PR #190, opened 2015-10-08
The Complete OCD Pull Request: SpongeCommon 3.0 Edition

phroa:
[SpongeAPI PR](https://github.com/SpongePowered/spongeapi/pull/860) | SpongeForge PR (tbd) | SpongeVanilla PR (tbd)

Remaining errors: dumbass checkstyle that can't parse method references; javadoc issues a dev should probably look at; trivial stuff (ironic, I know)

An OCD issue tracker for common/forge/vanilla in addition to the API would have helped :/


src/main/java/org/spongepowered/common/mixin/core/data/MixinCustomDataHolder.java
```diff
@@ -107,9 +108,9 @@ public boolean hasManipulators() {
     @Override
     public List<DataManipulator<?, ?>> getCustomManipulators() {
         final List<DataManipulator<?, ?>> list = Lists.newArrayList();
-        for (DataManipulator<?, ?> manipulator : this.manipulators) {
-            list.add(manipulator.copy());
-        }
+        list.addAll(this.manipulators.stream()
+                .map(DataManipulator::copy)
```
gabizou: No. Remember what I said about anonymous classes?

src/main/java/org/spongepowered/common/mixin/core/entity/player/MixinEntityPlayerMP.java
```diff
@@ -208,9 +209,7 @@ public void spawnParticles(ParticleEffect particleEffect, Vector3d position, int
             double dz = this.posZ - position.getZ();
 
             if (dx * dx + dy * dy + dz * dz < radius * radius) {
-                for (Packet packet : packets) {
-                    this.playerNetServerHandler.sendPacket(packet);
-                }
+                packets.forEach(this.playerNetServerHandler::sendPacket);
```
gabizou: Again no.

src/main/java/org/spongepowered/common/mixin/core/entity/projectile/MixinEntityFishHook.java
```diff
@@ -177,7 +178,9 @@ public int handleHookRetraction() {
 
             if (event.getItemStackTransaction().isPresent()) {
                 ItemStackSnapshot itemSnapshot = event.getItemStackTransaction().get().getFinalSnapshot();
-                EntityItem entityitem1 = new EntityItem(this.worldObj, this.posX, this.posY, this.posZ, (net.minecraft.item.ItemStack) itemSnapshot.createStack());
+                EntityItem entityitem1 = new EntityItem(this.worldObj, this.posX, this.posY, this.posZ,
+
```
gabizou: what happened here?

src/main/java/org/spongepowered/common/mixin/core/item/inventory/MixinItemStack.java
```diff
@@ -344,9 +345,9 @@ public boolean hasManipulators() {
     @Override
     public List<DataManipulator<?, ?>> getCustomManipulators() {
         final List<DataManipulator<?, ?>> list = Lists.newArrayList();
-        for (DataManipulator<?, ?> manipulator : this.manipulators) {
-            list.add(manipulator.copy());
-        }
+        list.addAll(this.manipulators.stream()
+                .map(DataManipulator::copy)
```
gabizou: Again no.

src/main/java/org/spongepowered/common/mixin/core/block/MixinBlockState.java
```diff
@@ -103,9 +103,7 @@ public BlockSnapshot snapshotFor(Location<World> location) {
             .worldId(location.getExtent().getUniqueId());
         if (this.block.hasTileEntity() && location.getBlockType().equals(this.block)) {
             final TileEntity tileEntity = location.getTileEntity().get();
-            for (DataManipulator<?, ?> manipulator : tileEntity.getContainers()) {
-                builder.add(manipulator);
-            }
+            tileEntity.getContainers().forEach(builder::add);
```
gabizou: nope.

DDoS: I think we should have something to automatically detect inner classes (including anonymous classes, lambdas and method references) in mixins and refuse to compile. Maybe this could make part of Mixin itself? It could even be done with javaparser.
________
__EXERCISE DIRECTIONS__
Please retype the data above exactly, including every line.

__ANSWER__
PR #190, opened 2015-10-08
The Complete OCD Pull Request: SpongeCommon 3.0 Edition

phroa:
[SpongeAPI PR](https://github.com/SpongePowered/spongeapi/pull/860) | SpongeForge PR (tbd) | SpongeVanilla PR (tbd)

Remaining errors: dumbass checkstyle that can't parse method references; javadoc issues a dev should probably look at; trivial stuff (ironic, I know)

An OCD issue tracker for common/forge/vanilla in addition to the API would have helped :/


src/main/java/org/spongepowered/common/mixin/core/data/MixinCustomDataHolder.java
```diff
@@ -107,9 +108,9 @@ public boolean hasManipulators() {
     @Override
     public List<DataManipulator<?, ?>> getCustomManipulators() {
         final List<DataManipulator<?, ?>> list = Lists.newArrayList();
-        for (DataManipulator<?, ?> manipulator : this.manipulators) {
-            list.add(manipulator.copy());
-        }
+        list.addAll(this.manipulators.stream()
+                .map(DataManipulator::copy)
```
gabizou: No. Remember what I said about anonymous classes?

src/main/java/org/spongepowered/common/mixin/core/entity/player/MixinEntityPlayerMP.java
```diff
@@ -208,9 +209,7 @@ public void spawnParticles(ParticleEffect particleEffect, Vector3d position, int
             double dz = this.posZ - position.getZ();
 
             if (dx * dx + dy * dy + dz * dz < radius * radius) {
-                for (Packet packet : packets) {
-                    this.playerNetServerHandler.sendPacket(packet);
-                }
+                packets.forEach(this.playerNetServerHandler::sendPacket);
```
gabizou: Again no.

src/main/java/org/spongepowered/common/mixin/core/entity/projectile/MixinEntityFishHook.java
```diff
@@ -177,7 +178,9 @@ public int handleHookRetraction() {
 
             if (event.getItemStackTransaction().isPresent()) {
                 ItemStackSnapshot itemSnapshot = event.getItemStackTransaction().get().getFinalSnapshot();
-                EntityItem entityitem1 = new EntityItem(this.worldObj, this.posX, this.posY, this.posZ, (net.minecraft.item.ItemStack) itemSnapshot.createStack());
+                EntityItem entityitem1 = new EntityItem(this.worldObj, this.posX, this.posY, this.posZ,
+
```
gabizou: what happened here?

src/main/java/org/spongepowered/common/mixin/core/item/inventory/MixinItemStack.java
```diff
@@ -344,9 +345,9 @@ public boolean hasManipulators() {
     @Override
     public List<DataManipulator<?, ?>> getCustomManipulators() {
         final List<DataManipulator<?, ?>> list = Lists.newArrayList();
-        for (DataManipulator<?, ?> manipulator : this.manipulators) {
-            list.add(manipulator.copy());
-        }
+        list.addAll(this.manipulators.stream()
+                .map(DataManipulator::copy)
```
gabizou: Again no.

src/main/java/org/spongepowered/common/mixin/core/block/MixinBlockState.java
```diff
@@ -103,9 +103,7 @@ public BlockSnapshot snapshotFor(Location<World> location) {
             .worldId(location.getExtent().getUniqueId());
         if (this.block.hasTileEntity() && location.getBlockType().equals(this.block)) {
             final TileEntity tileEntity = location.getTileEntity().get();
-            for (DataManipulator<?, ?> manipulator : tileEntity.getContainers()) {
-                builder.add(manipulator);
-            }
+            tileEntity.getContainers().forEach(builder::add);
```
gabizou: nope.

DDoS: I think we should have something to automatically detect inner classes (including anonymous classes, lambdas and method references) in mixins and refuse to compile. Maybe this could make part of Mixin itself? It could even be done with javaparser.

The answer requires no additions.